Collect all lines containing the word "condition" from the data.

[Data extracted from a collection]

________________

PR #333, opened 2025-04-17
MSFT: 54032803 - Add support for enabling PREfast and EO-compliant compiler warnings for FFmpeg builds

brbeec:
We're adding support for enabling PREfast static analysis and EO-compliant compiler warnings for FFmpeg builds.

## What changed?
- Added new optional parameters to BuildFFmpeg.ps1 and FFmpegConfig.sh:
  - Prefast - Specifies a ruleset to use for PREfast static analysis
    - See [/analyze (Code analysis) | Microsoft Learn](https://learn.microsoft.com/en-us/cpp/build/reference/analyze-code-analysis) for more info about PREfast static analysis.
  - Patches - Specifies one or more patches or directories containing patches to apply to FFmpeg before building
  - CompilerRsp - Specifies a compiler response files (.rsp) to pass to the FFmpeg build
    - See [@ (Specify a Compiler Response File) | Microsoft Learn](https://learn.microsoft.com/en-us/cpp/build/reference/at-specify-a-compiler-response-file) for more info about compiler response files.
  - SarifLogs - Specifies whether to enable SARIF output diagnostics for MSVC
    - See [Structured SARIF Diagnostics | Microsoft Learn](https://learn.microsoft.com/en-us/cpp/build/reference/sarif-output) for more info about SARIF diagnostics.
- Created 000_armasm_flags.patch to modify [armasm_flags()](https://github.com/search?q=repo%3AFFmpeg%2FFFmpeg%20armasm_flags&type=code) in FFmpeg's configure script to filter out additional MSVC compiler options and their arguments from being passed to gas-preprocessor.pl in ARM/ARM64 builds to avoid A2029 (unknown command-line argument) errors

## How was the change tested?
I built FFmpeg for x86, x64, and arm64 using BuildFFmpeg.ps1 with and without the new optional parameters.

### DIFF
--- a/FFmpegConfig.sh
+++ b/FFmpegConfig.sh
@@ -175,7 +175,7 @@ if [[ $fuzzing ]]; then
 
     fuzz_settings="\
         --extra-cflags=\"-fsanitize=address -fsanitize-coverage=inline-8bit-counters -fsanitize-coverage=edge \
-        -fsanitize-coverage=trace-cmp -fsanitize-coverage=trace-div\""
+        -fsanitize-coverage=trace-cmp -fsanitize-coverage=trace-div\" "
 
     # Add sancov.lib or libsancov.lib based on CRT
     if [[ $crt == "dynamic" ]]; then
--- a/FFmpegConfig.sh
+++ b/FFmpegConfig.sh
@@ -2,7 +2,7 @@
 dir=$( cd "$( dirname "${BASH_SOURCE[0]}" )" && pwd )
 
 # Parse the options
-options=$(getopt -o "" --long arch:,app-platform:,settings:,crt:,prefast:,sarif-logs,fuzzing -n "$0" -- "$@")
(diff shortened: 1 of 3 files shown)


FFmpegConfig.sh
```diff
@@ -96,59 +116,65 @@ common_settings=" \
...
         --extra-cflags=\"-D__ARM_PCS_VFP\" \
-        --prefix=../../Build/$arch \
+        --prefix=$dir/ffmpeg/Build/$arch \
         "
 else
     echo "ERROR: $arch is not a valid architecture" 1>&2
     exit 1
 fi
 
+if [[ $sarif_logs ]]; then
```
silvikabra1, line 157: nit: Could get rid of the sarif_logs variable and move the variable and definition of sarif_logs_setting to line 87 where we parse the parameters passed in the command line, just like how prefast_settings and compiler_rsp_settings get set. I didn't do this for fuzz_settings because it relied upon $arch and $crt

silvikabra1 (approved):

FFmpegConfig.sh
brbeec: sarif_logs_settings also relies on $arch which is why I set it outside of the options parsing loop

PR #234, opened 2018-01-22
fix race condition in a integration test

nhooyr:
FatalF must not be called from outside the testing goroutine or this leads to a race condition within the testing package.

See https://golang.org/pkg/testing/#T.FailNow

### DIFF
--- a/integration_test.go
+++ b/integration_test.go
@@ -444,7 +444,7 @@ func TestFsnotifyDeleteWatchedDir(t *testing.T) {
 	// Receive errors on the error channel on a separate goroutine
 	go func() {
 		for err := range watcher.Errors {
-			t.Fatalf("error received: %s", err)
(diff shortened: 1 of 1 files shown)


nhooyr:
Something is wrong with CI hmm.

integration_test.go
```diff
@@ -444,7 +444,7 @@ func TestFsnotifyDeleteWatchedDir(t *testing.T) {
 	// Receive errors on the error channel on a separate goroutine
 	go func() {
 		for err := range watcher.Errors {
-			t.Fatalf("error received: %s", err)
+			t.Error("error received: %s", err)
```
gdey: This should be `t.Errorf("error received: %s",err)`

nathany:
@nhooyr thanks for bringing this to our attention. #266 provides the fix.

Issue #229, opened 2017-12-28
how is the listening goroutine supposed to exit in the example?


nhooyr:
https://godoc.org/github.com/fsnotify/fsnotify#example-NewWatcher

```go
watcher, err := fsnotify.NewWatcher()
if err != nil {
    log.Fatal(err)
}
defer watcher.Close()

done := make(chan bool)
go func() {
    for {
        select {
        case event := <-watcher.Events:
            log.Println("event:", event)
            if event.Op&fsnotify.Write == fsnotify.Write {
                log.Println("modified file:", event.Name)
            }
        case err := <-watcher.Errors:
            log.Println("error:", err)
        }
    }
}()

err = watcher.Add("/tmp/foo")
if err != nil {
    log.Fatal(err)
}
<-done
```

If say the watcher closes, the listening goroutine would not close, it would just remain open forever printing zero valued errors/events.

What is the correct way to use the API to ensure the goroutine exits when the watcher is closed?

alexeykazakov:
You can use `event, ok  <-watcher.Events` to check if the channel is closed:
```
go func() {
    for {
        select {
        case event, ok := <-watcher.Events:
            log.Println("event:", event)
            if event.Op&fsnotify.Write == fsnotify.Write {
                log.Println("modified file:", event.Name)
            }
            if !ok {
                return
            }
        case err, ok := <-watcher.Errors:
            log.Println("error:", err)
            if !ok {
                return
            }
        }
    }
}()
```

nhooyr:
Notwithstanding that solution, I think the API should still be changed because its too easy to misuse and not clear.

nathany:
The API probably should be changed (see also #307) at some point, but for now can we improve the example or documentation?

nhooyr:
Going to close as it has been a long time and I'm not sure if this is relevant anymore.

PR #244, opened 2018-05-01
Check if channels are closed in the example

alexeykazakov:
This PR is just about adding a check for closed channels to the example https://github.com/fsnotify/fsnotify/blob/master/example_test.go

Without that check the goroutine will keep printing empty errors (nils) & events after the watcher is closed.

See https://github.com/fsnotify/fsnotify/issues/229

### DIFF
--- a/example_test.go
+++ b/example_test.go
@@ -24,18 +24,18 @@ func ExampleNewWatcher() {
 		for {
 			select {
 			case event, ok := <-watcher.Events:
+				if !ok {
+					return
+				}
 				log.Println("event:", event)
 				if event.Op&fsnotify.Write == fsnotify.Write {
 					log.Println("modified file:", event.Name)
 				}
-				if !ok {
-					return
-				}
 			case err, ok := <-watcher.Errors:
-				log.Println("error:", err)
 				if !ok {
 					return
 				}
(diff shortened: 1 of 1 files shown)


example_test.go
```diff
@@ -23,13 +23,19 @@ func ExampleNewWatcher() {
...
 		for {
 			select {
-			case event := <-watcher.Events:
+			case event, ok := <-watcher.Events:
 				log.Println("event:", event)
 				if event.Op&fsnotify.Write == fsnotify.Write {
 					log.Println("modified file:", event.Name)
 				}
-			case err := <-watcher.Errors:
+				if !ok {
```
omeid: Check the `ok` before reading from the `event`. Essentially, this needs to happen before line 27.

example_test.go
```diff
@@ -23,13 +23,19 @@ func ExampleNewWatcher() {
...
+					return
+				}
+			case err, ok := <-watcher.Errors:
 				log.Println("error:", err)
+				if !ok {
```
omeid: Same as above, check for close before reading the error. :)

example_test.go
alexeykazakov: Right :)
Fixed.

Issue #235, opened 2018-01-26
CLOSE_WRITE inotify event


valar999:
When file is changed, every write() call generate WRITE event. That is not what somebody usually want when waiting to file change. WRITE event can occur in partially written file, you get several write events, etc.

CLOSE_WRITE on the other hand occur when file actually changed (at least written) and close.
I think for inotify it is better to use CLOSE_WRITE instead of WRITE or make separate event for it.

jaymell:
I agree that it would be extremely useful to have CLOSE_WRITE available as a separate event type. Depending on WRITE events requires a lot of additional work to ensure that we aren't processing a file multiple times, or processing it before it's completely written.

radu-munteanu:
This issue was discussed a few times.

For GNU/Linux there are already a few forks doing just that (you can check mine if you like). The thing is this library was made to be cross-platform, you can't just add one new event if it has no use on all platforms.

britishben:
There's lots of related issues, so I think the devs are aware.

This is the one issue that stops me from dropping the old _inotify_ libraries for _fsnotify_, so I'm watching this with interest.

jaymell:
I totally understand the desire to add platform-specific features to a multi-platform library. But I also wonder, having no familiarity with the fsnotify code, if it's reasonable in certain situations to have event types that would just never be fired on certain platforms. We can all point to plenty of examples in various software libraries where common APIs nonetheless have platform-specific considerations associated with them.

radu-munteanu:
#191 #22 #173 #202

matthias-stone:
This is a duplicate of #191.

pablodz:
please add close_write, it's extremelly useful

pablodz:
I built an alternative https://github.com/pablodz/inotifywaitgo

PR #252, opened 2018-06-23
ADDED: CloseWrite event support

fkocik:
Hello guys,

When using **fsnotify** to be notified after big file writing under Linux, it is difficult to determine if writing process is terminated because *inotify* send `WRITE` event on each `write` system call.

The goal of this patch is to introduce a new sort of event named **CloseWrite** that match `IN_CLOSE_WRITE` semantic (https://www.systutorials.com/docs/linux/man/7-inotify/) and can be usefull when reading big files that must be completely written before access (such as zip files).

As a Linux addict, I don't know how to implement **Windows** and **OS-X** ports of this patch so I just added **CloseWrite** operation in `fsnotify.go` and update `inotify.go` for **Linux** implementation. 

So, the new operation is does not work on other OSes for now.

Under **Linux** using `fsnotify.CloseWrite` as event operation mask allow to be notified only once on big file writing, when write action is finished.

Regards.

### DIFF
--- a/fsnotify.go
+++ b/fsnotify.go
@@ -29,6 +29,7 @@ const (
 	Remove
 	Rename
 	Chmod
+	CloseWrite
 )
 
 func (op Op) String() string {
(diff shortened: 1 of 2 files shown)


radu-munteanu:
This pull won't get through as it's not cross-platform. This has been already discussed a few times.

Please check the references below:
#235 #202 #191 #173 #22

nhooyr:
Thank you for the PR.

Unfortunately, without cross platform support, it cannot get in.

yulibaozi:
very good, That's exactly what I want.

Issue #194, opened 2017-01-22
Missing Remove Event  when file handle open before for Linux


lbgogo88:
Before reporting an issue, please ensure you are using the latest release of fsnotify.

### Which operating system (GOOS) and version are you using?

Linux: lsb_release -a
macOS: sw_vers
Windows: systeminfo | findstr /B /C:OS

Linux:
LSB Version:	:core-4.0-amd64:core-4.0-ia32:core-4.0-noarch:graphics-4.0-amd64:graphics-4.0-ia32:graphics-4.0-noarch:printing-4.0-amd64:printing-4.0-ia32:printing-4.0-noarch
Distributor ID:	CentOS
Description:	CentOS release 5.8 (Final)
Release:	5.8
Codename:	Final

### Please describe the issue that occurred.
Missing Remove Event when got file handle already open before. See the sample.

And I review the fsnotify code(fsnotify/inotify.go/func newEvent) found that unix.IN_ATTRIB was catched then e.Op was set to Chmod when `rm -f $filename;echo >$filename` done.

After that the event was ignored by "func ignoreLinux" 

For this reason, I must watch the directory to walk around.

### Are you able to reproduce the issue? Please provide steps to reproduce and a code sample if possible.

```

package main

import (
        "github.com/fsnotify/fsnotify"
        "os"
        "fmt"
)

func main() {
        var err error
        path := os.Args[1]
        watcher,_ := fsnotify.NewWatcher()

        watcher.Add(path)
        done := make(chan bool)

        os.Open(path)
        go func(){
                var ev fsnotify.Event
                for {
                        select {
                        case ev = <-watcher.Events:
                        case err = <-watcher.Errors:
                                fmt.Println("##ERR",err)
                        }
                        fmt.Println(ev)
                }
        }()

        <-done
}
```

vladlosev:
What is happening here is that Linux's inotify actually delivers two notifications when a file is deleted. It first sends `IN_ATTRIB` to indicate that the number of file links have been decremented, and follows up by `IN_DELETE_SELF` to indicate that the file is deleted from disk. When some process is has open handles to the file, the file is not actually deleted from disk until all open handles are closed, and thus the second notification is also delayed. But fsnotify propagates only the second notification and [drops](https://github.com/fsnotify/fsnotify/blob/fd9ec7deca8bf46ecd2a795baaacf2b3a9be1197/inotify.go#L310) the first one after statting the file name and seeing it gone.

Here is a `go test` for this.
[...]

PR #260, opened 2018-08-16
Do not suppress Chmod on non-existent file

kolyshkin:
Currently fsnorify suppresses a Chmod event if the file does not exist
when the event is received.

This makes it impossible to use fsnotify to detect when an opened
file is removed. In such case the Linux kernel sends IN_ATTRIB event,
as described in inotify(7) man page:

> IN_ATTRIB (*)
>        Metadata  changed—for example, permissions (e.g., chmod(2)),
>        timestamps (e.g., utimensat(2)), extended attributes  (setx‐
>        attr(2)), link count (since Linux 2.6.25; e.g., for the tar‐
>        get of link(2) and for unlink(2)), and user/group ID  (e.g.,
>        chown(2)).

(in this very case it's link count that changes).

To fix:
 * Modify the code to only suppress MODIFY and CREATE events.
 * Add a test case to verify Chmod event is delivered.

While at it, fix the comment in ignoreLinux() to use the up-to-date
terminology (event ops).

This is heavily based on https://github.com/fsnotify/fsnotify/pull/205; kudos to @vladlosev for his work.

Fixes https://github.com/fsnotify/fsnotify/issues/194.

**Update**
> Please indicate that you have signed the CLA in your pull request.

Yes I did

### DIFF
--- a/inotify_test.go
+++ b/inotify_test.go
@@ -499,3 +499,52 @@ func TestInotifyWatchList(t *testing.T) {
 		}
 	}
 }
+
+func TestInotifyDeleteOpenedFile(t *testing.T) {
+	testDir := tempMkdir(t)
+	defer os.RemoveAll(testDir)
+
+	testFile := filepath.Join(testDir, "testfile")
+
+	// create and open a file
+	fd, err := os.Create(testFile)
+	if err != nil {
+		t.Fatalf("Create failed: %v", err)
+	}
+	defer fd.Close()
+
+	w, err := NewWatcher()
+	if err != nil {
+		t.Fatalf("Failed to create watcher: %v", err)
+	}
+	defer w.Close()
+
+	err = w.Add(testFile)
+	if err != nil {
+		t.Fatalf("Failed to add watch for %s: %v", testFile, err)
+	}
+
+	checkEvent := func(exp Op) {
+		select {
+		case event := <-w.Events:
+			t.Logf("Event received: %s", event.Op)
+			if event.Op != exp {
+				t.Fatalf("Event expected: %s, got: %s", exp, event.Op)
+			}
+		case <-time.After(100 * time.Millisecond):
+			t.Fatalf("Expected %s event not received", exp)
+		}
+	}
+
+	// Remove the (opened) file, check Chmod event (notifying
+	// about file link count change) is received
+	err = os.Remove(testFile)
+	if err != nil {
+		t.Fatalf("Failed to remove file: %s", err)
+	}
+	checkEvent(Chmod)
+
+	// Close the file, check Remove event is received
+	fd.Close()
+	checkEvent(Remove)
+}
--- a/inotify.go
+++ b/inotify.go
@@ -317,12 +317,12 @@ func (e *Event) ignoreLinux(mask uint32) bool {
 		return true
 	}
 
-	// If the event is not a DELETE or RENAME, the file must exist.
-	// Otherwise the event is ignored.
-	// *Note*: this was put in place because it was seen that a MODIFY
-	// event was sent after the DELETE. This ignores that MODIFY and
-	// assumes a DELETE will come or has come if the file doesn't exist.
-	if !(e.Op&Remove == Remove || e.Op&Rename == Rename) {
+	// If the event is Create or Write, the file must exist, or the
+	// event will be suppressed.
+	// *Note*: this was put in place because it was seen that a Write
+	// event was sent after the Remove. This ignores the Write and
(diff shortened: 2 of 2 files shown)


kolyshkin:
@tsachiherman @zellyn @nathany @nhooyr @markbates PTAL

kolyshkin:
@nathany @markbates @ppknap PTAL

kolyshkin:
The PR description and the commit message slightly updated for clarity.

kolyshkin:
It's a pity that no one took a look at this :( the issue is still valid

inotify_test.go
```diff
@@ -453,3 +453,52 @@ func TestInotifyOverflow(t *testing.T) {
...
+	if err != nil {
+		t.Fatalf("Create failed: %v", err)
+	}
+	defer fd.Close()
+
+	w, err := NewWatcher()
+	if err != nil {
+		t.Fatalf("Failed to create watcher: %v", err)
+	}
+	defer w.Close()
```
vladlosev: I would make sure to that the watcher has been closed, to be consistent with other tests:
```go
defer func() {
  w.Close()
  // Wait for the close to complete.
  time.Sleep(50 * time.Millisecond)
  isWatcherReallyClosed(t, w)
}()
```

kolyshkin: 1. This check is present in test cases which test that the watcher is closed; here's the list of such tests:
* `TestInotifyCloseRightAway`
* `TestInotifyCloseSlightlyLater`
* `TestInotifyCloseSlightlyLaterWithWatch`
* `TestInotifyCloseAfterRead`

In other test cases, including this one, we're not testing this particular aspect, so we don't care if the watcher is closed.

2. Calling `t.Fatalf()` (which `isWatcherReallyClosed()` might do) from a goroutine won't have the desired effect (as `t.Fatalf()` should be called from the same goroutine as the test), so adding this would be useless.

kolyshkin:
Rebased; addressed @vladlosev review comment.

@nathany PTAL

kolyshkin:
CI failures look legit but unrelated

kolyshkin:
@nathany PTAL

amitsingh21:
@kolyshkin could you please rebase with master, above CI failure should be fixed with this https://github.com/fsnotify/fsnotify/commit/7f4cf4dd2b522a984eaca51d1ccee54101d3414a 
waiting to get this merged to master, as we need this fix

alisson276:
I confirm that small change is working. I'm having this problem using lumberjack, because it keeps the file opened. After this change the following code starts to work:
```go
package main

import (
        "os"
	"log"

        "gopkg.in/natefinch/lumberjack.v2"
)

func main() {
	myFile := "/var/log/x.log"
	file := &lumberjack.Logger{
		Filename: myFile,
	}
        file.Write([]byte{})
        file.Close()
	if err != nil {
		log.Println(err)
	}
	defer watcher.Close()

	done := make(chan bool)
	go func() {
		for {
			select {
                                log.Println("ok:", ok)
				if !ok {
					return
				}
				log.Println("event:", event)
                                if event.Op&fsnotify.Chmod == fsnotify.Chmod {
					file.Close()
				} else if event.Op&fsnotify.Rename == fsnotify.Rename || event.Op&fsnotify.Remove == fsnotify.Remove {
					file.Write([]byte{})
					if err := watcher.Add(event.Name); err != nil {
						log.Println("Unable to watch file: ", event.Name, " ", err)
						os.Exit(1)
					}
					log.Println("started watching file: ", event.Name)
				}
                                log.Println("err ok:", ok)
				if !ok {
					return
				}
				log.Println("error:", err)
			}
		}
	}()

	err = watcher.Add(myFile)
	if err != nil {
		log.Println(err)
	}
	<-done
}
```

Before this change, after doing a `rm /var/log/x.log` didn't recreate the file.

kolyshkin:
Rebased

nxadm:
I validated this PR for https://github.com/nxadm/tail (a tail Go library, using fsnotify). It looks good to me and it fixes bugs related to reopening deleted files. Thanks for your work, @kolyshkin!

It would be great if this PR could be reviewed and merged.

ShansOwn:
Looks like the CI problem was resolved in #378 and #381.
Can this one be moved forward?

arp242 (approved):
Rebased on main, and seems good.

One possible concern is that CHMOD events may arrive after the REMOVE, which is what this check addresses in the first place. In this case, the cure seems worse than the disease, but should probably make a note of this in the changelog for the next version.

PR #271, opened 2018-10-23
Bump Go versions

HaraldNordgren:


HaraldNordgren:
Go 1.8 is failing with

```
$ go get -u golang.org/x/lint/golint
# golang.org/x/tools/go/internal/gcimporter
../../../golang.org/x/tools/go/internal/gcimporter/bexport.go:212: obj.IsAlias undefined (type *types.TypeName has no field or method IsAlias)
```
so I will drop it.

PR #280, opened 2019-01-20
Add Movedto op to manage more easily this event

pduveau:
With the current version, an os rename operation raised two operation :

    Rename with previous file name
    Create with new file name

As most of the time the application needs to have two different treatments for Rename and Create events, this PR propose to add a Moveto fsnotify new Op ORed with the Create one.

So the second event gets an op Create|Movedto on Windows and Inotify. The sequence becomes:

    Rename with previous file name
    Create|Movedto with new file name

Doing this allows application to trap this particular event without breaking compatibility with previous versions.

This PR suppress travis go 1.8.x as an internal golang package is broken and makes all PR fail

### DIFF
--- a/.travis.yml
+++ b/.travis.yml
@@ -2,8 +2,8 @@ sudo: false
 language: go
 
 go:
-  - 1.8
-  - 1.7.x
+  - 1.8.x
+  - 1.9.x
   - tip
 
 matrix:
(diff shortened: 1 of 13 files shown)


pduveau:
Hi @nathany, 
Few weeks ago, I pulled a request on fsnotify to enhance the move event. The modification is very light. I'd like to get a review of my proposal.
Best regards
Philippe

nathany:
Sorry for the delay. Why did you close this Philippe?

________________

_Answer section_.
fix race condition in a integration test
FatalF must not be called from outside the testing goroutine or this leads to a race condition within the testing package.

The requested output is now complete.